Issue #1693, opened 2023-09-21
pg: cannot instrument an ESM-imported pg


mjsalinger:
### What version of OpenTelemetry are you using?

honeycomb/opentelemetry-node 0.5.0
opentelemetry/auto-instrumentations-node 0.39.2
opentelemetry/api 1.4.1

### What version of Node are you using?
16.20.2

### What did you do?
Started telemetry with auto-instrumentation enabled
Started node with

```
node --experimental-loader=@opentelemetry/instrumentation/hook.mjs ./src/index.js",
```

### What did you expect to see?
Node start and instrumentation produced for pg module

### What did you see instead?

```
/Users/mjsalinger/Development/platform/api/backend-api-service/node_modules/@opentelemetry/instrumentation-pg/build/src/instrumentation.js:33
            if ((0, instrumentation_1.isWrapped)(moduleExports.Client.prototype.query)) {
                                                                      ^

TypeError: Cannot read properties of undefined (reading 'prototype')
    at InstrumentationNodeModuleDefinition.patch (/Users/mjsalinger/Development/platform/api/backend-api-service/node_modules/@opentelemetry/instrumentation-pg/build/src/instrumentation.js:33:71)
    at PgInstrumentation._onRequire (/Users/mjsalinger/Development/platform/api/backend-api-service/node_modules/@opentelemetry/instrumentation/build/src/platform/node/instrumentation.js:153:39)
    at hookFn (/Users/mjsalinger/Development/platform/api/backend-api-service/node_modules/@opentelemetry/instrumentation/build/src/platform/node/instrumentation.js:194:29)
    at callHookFn (/Users/mjsalinger/Development/platform/api/backend-api-service/node_modules/import-in-the-middle/index.js:28:22)
    at Hook._iitmHook (/Users/mjsalinger/Development/platform/api/backend-api-service/node_modules/import-in-the-middle/index.js:76:11)
    at /Users/mjsalinger/Development/platform/api/backend-api-service/node_modules/import-in-the-middle/lib/register.js:29:31
    at Array.forEach (<anonymous>)
    at register (/Users/mjsalinger/Development/platform/api/backend-api-service/node_modules/import-in-the-middle/lib/register.js:29:15)
    at file:///Users/mjsalinger/Development/platform/api/backend-api-service/node_modules/pg/lib/index.js?iitm=true:13:1
    at ModuleJob.run (node:internal/modules/esm/module_job:193:25)
```

### Additional context
[...]

PR #1701, opened 2023-09-27
fix(pg): fix instrumentation of ESM-imported pg

trentm:
The ESM imported top-level object is a Module Namespace Object per ECMA262 spec that is, apparently, incompatible with the 'PG' class object that 'pg' returns. The "<module>.defaults" holds the equivalent of `require('pg')`.

Fixes: #1693 

---

This is a similar fix to #1694. See the discussion there on the use of `module[Symbol.toStringTag] === 'Module'` to sniff out ESM.

A dump of `moduleExports` *before* this change, when loading `pg` as ESM is as follows. This shows how the `PG` instance export is replaced with the `[Module: null prototype]` and how `.default` holds the top-level CommonJS exports.

```
[Module: null prototype] {
  default: PG {
    defaults: {
      host: 'localhost',
      user: 'trentm',
      database: undefined,
      password: null,
      connectionString: undefined,
      port: 5432,
      rows: 0,
      binary: false,
      max: 10,
      idleTimeoutMillis: 30000,
      client_encoding: '',
      ssl: false,
      application_name: undefined,
      fallback_application_name: undefined,
      options: undefined,
      parseInputDatesAsUTC: false,
      statement_timeout: false,
      idle_in_transaction_session_timeout: false,
      query_timeout: false,
      connect_timeout: 0,
      keepalives: 1,
      keepalives_idle: 0,
      parseInt8: [Setter]
    },
    Client: [class Client extends EventEmitter] {
      Query: [class Query extends EventEmitter]
    },
    Query: [class Query extends EventEmitter],
    Pool: [class BoundPool extends Pool],
    _pools: [],
    Connection: [class Connection extends EventEmitter],
    types: {
      getTypeParser: [Function: getTypeParser],
      setTypeParser: [Function: setTypeParser],
      arrayParser: [Object],
      builtins: [Object]
    },
    DatabaseError: [class DatabaseError extends Error]
  }
}
```

# Checklist

- [ ] Decide whether and how to add a test case for this. I could add a separate `npm run test:esm`. The downside of that is that the `npm run test:local` version of this will stop and start a Postgres instance once for CommonJS tests (`*.test.js`) and then once again for ESM tests (`*.test.mjs`).
- [x] Deal with TypeScript-related lint errors.


trentm:
> * [ ]  Deal with TypeScript-related lint errors.

Oh, lint passes. There are a number of *warnings* from `npm run lint`, but I guess those are okay. Most of those warnings existed before my change.

pichlermarc:
>  Decide whether and how to add a test case for this. I could add a separate npm run test:esm. The downside of that is that the npm run test:local version of this will stop and start a Postgres instance once for CommonJS tests (*.test.js) and then once again for ESM tests (*.test.mjs).

I would consider this an acceptable trade-off for testing this. :+1: 
We could also add more scripts for local testing: `test:local:cjs`, `test:local:esm` that are both run by `test:local` -  this way one can test both individually when working on the package. I think the important part would be to have the ESM tests run in the unit-testing and TAV workflows.

pichlermarc (approved):
Thanks for taking care of this! :slightly_smiling_face:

# # # # #

Task to carry out: Your answer must be the line containing "I would consider" and each line after it in the listing above, copied exactly.

Result of the exercise:
I would consider this an acceptable trade-off for testing this. :+1: 
We could also add more scripts for local testing: `test:local:cjs`, `test:local:esm` that are both run by `test:local` -  this way one can test both individually when working on the package. I think the important part would be to have the ESM tests run in the unit-testing and TAV workflows.

pichlermarc (approved):
Thanks for taking care of this! :slightly_smiling_face:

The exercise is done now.